Women are also often forced to confront discrimination. Although there has been improvements - an alarming number of women have experienced gender discrimination in the workplace at least once, have experienced inappropriate behaviour from a male colleague and often feel excluded from male conversations and social events.

Can you explain some of the positives? 

Construction is one of Australia’s fastest-growing industries. It employs around 1,143,600 people, which accounts for 8.7% of the total workforce. Over the past five years, employment in the industry has increased by 7.3%. As well as higher median weekly earnings for those working in construction than across other industries.


There is definitely a diverse range of roles in the sector. Kristin Brookfield Chief Executive, Industry Policy Housing Industry Association sums it up in a great way – ‘The building industry offers people a way to be creative and get involved in the design of buildings, or if they are good with numbers to get involved in engineering, quantity surveying, planning, building surveying and many other roles. For people that want to be hands-on, getting a trade qualification and working on-site can be rewarding and allows someone to stand back at the end of the day and say “I built that”.

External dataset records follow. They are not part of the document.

PR #3287, opened 2018-02-27
BugFix for ScenePlugin.launch, data now passed to queued scenes

gaudeon:
This PR changes

* Nothing, it's a bug fix

Fixed the scene plugin launch function so that data is passed to scenes queued for processing when they are not yet running.


photonstorm:
Lovely, thanks.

While previously the construction sector was almost entirely male-dominated, more and more women are being tempted by high pay rates and job security. There is the added bonus of being a potential role model for other women in the industry.


Groups like the NAWIC (National Association of Women in Construction) and WIDAC (Women in Design and Construction) along with social media movements and sexual harassment training for male colleagues all mean that women are treated better than they ever have been – and when they’re not, there’s more support than ever before.


What advice would you give to women that are interested in/are just starting out in the industry? 

My advice to anyone thinking about this industry is to talk to people already involved in the industry. It’s important that women in engineering, architecture and building jobs have the opportunity to attend networking events to build connections, support each other and find out about industry developments. Find your community: As previously mentioned there are a number of organisations where you can get involved in graduate programs, mentoring programs with women in leadership roles and other opportunities that might present themselves through networking to progress your career.

How do you think the industry can attract more women? 

There needs to be more women in leadership roles and in key decision making positions. Particularly amongst students, when asked about female role models in construction, there is a perception that the only women they could identify in the sector were those responsible for traffic management. Women often think construction is too labour intensive and there is very little knowledge of the potential career options in construction, which are broad and varied, or the fact that it’s Australia’s third-largest employer and a growth sector.


There needs to be better communication about the diverse range of roles and the sector also needs to work with school career advisers, who often have low knowledge of the sector and tend to steer male students towards it.


A realignment of values to attract young women - to address gender equity, the construction sector needs to engage directly with young women and respond to the sometimes valid, and at other times, mistaken beliefs they may hold about the industry.


To have any chance of overcoming its poor reputation with young women, the sector needs to overhaul its outdated masculine behaviours and champion the successful women already working in the sector. Some of these women that are leading large Australian construction companies include Alison Mirams (CEO of Roberts Co), Rebecca Hanley (Managing Director of Laing O'Rourke Australia) and Josephine Sukkar (co-owner and Principal of Buildcorp).


The sector must also concentrate on retaining and progressing the women who already work there through initiatives including flexible work practices, transparent promotion procedures and paid parental leave.